多大な努力の背景として、14台 の NVIDIA DGX システムで 1 分以内にレコメンダー システムをトレーニングする作業についてチームが説明しています。この数字は、1 年前に MLPerf に提出した結果と比較して 3.3 倍スピードアップしています。

これまでの経験の共有

こうしたコンテストによって新しい技術のアイデアが触発され、Merlin のようなレコメンダー システムのフレームワークや、関連ツール、論文、NVIDIA Deep Learning Institute が提供しているオンライン トレーニングなどに取り入れられていきます。究極の目標は「皆の成功を手助けする」ことです。

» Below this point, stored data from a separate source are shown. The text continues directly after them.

PR #2629, opened 2021-07-19
[#154945] Display reminder modal during year end cutoff window

giladshanan:
# Release Notes

As far as I know, NU is the only school using journal cutoff dates.  I am not sure if HKP or OSU plan to use them, but UMass, Dartmouth and UConn do not use them.  

# Screenshots

Managing reminders:
Screen Shot 2021-07-31 at 1 09 18 AM

Modal on clicking "Create" during the reminder date range:
Screen Shot 2021-07-31 at 12 58 20 AM


app/models/journal_cutoff_date.rb
```diff
@@ -23,6 +23,33 @@ def past?
...
+  # This is known as the 'year end closing window' - the date range between the
+  # end of the fiscal year and the journal cutoff date for the last month of the fiscal year.
+  #
+  # For example:
+  #   With FY22 starting 09/01/21, the closing window would
+  #   start Sep 1, 2021 and end on the August 2021 cutoff date:
+  #   Sep 1, 2021 - Sep 8, 2021.
+  #
+  # Returns true or false.
+  def self.year_end_closing_window?
```
rdunlop, line 36: Is there a spec which shows whether the `now < year_end_cutoff.cutoff_date` is working as expected when the `Time.current` is on the same date as the cutoff_date.

Or when the Time.now is the same date as the `last_valid_date`?

rdunlop (changes requested):

rdunlop (approved):

config/locales/en.yml
```diff
@@ -266,13 +266,10 @@ en:
...
-      header: Year End Closing Reminder
-      message: |
-        We are in the year-end closing window.  Any journals for the previous fiscal year
-        must be submitted by %{cutoff_time}.  If you are creating a journal for %{year},
-        make sure to update the Journal Date field.
-      proceed: Proceed
+    journal_closing_modal:
+      header: Journal Closing Reminder
+      proceed: Create Journal
+      cancel: Edit Journal Date
```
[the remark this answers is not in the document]
giladshanan: Fair point - the idea is that in order to edit the journal date you need to cancel (close) the modal.

app/controllers/journal_closing_reminders_controller.rb
```diff
@@ -0,0 +1,53 @@
...
+class JournalClosingRemindersController < ApplicationController
+
+  before_action :authenticate_user!
+  load_and_authorize_resource
+
+  layout "two_column"
+  before_action { @active_tab = "global_settings" }
+
+  def index
+    @journal_closing_reminders = JournalClosingReminder.order(ends_at: :desc)
```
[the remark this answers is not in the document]
giladshanan: They are planning to just have one record, which they will update as needed.

app/views/journal_closing_reminders/index.html.haml
```diff
@@ -0,0 +1,26 @@
...
+  = t("pages.global_settings")
+
+= content_for :sidebar do
+  = render "admin/shared/sidenav_global", sidenav_tab: "journal_closing_reminders"
+
+%h2= JournalClosingReminder.model_name.human(count: 2)
+
+= link_to t(".new"), new_journal_closing_reminder_path, class: "btn-add"
+
+%table.table
```
KaraAJC, line 11: should have caption element here

app/views/journal_closing_reminders/index.html.haml
```diff
@@ -0,0 +1,26 @@
...
+  %thead
+    %th
+    %th= t(".start_date")
+    %th= t(".end_date")
+    %th= t(".fiscal_year")
+    %th= t(".message")
```
KaraAJC, line 17: should have scope="col" on these headers

app/views/journal_closing_reminders/index.html.haml
```diff
@@ -0,0 +1,26 @@
...
+  %tbody
+    - @journal_closing_reminders.each do |journal_closing_reminder|
+      %tr{class: journal_closing_reminder.past? ? "row-warning" : "" }
+        %td= link_to t(".edit"), edit_journal_closing_reminder_path(journal_closing_reminder)
```
KaraAJC, line 21: might be where you'd have scope="row" but it would also need unique value, like "edit reminder #1" or something

config/locales/en.yml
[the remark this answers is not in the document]
KaraAJC: unless this action takes you back to editing the record where you can change the date, it might be better to say "Cancel & edit" or "Go Back and Edit Date"

KaraAJC (changes requested):

config/locales/en.yml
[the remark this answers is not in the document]
giladshanan: The button will hide the modal, revealing the form where the user can edit the Journal Date field.  I agree this is a little odd.  I would just go with "Continue"/"Cancel" myself, but the client specifically requested this text for the buttons.

app/controllers/journal_closing_reminders_controller.rb
```diff
@@ -0,0 +1,53 @@
...
+  end
+
+  private
+
+  def default_next_window
+    [JournalClosingReminder.maximum(:starts_at), Time.current].compact.max
+  end
+
+  def journal_closing_reminder_params
+    params.require(:journal_closing_reminder).permit(:message, starts_at: :date, ends_at: :date)
```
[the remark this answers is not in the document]
giladshanan: Yes, because of the `DateDropdownInput` is nesting the `starts_at` input within a `date` input.  I am going to try another, simpler approach.

app/inputs/date_dropdown_input.rb
```diff
@@ -0,0 +1,21 @@
...
+#   date_time_inputable :starts_at
+# end
+#
+# ... and then in the view:
+#   = f.input :starts_at, as: :date_dropdown
+class DateDropdownInput < SimpleForm::Inputs::Base
+  def input(wrapper_options)
+    value = object.public_send("#{attribute_name}_date_time_data")
+    @builder.simple_fields_for attribute_name, value do |f|
+      f.input :date, include_blank: value.present?, label: false, input_html: { class: "datepicker"  }
```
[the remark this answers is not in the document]
giladshanan: This is copy/pasted from TimeDropdownInput.  I am not sure the intent or if it is needed.

app/views/journal_closing_reminders/index.html.haml
giladshanan: I thought scope=row is for a `th` element, is that right?

spec/models/journal_creation_reminder_spec.rb
```diff
@@ -0,0 +1,95 @@
...
+          expect(reminder.errors.messages).to eq({ starts_at: ["must be after Ending Date"] })
+        end
+      end
+
+      context "when starts_at is the same as ends_at" do
+        let(:current_time) { Time.current }
+        let(:starts_at) { current_time }
+        let(:ends_at) { current_time }
+
+        it { is_expected.to be_valid }
```
rdunlop, line 39: I was surprised that this was valid, until I realized that the `ends_at` is being `.end_of_day`'d, which means that they aren't actually equal. Is this the intention of this spec? perhaps adding:
```
it "sets the end_date to the end of day" do
  expect(reminder.ends_at).to eq(current_time.end_of_day)
end
```
...so that it's clear/explicit...

but then I see that you do almost this exact thing on line 44...so maybe it's unnecessary.

rdunlop (approved):

spec/models/journal_creation_reminder_spec.rb
giladshanan: Good call

app/views/journal_closing_reminders/index.html.haml
KaraAJC: yes, that would be correct, and there's typically a header field on a row, which i was determining to be the edit field

KaraAJC (approved):

PR #2994, opened 2022-04-22
Tech task - Use .bashrc to determine which servers should run recurring_tasks

giladshanan:
# Release Notes

I've discovered 2 problems with the implementation for managing which servers run recurring tasks:
1) capistrano sets the ENV variable during deployment, but restarting the application manually with `eye-patch load config/eye.yml.erb` will not have the variable set, so recurring_tasks will not be reloaded
2) The recurring_tasks are running on both UMass production servers
Rather than debug the current approach, I'm using `.bashrc` to control the behavior.  
This is explicit, easy to reason about, and it works.

# Additional Context

I've updated `.bashrc` on UMass and TXI servers

### DIFF
--- a/CHANGELOG.md
+++ b/CHANGELOG.md
@@ -4,6 +4,10 @@ Because we use squash and merge, you should be able to see the changes by lookin
 at the [commit log](https://github.com/tablexi/nucore-open/commits/master). However, we have begun keeping track of breaking changes
 or optional rake tasks.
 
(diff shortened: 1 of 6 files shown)


rdunlop (commented):
I wonder what `eye` will think of the server which tries to run the daemon, but it exits immediately (because it's not configured to run). Will it consider that a "crash" and try to restart it?

ahorner (approved):

PR #3001, opened 2022-04-27
Update rails to 6.1.5.1 for security warning

rdunlop:


giladshanan:
See https://github.com/rails/rails/pull/45027

PR #3007, opened 2022-05-09
[#158778] improve payment source search

jossim:
# Release Notes

`@count` was erroneously removed, which caused an error when the
search_results template was rendered and the number of results was over
the limit.

This adds an `additional_results_notice` helper which checks its inputs
before they are used.

### DIFF
--- a/app/controllers/account_price_group_members_controller.rb
+++ b/app/controllers/account_price_group_members_controller.rb
@@ -13,7 +13,9 @@ class AccountPriceGroupMembersController < ApplicationController
     searcher = AccountSearcher.new(params[:search_term], scope: Account.for_facility(current_facility))
 
     if searcher.valid?
-      @accounts = searcher.results
+      @search_results = searcher.results
+      @count = @search_results.count
+      @accounts = @search_results.limit(@limit)
     else
       flash.now[:errors] = "Search terms must be 3 or more characters."
     end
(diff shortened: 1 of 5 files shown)


app/controllers/account_price_group_members_controller.rb
```diff
@@ -13,7 +13,9 @@ def search_results
     searcher = AccountSearcher.new(params[:search_term], scope: Account.for_facility(current_facility))
 
     if searcher.valid?
-      @accounts = searcher.results
+      @search_results = searcher.results
+      @count = @search_results.count
+      @accounts = @search_results.limit(@limit)
```
giladshanan, line 18: No need for an ivar here, we're not using `search_results` in the view:
```suggestion
      search_results = searcher.results
      @count = search_results.count
      @accounts = search_results.limit(@limit)
```

spec/helpers/account_price_group_members_helper_spec.rb
```diff
@@ -0,0 +1,25 @@
...
+      expect(additional_results_notice(count: nil, limit: 25)).to be_nil
+      expect(additional_results_notice(count: 14, limit: nil)).to be_nil
+      expect(additional_results_notice(count: 14, limit: 25)).to be_nil
+    end
+
+    it "returns nil if the accounts_count isn't over the limit" do
+      expect(additional_results_notice(count: 12, limit: 25)).to be_nil
+	end
+
+    it "returns a notice if accounts_count is over the limit" do
```
giladshanan, line 17: Looks like some indenting issues here.  Can you set 2 spaces as the default in VSCode?

giladshanan (commented):
Looks good, just a couple small nitpicks

giladshanan (approved):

さまざまなインタビューで、NVIDIA のレコメンダー システムのエキスパートが、サイエンスをはじめとするノウハウについて自由に語っています。

RecSys で成功する秘訣

ベスト プラクティスの 1 つは、アンサンブルとして機能する多様なモデルを使用することです。

ACM RecSys Challenge では、チームは決定木モデルとニューラルネットワーク モデルの両方を使用しました。スタッキングと呼ばれるプロセスでは、あるステージからの出力が次のステージへの入力になります。

「単一のモデルではデータ エラーや収束の問題が原因でミスを犯す可能性がありますが、複数のモデルによるアンサンブルの形をとれば非常に強力になります」と、NVIDIA の Kaggle grandmaster チームに最近加入したリュウ ハク (Bo Liu) は述べています。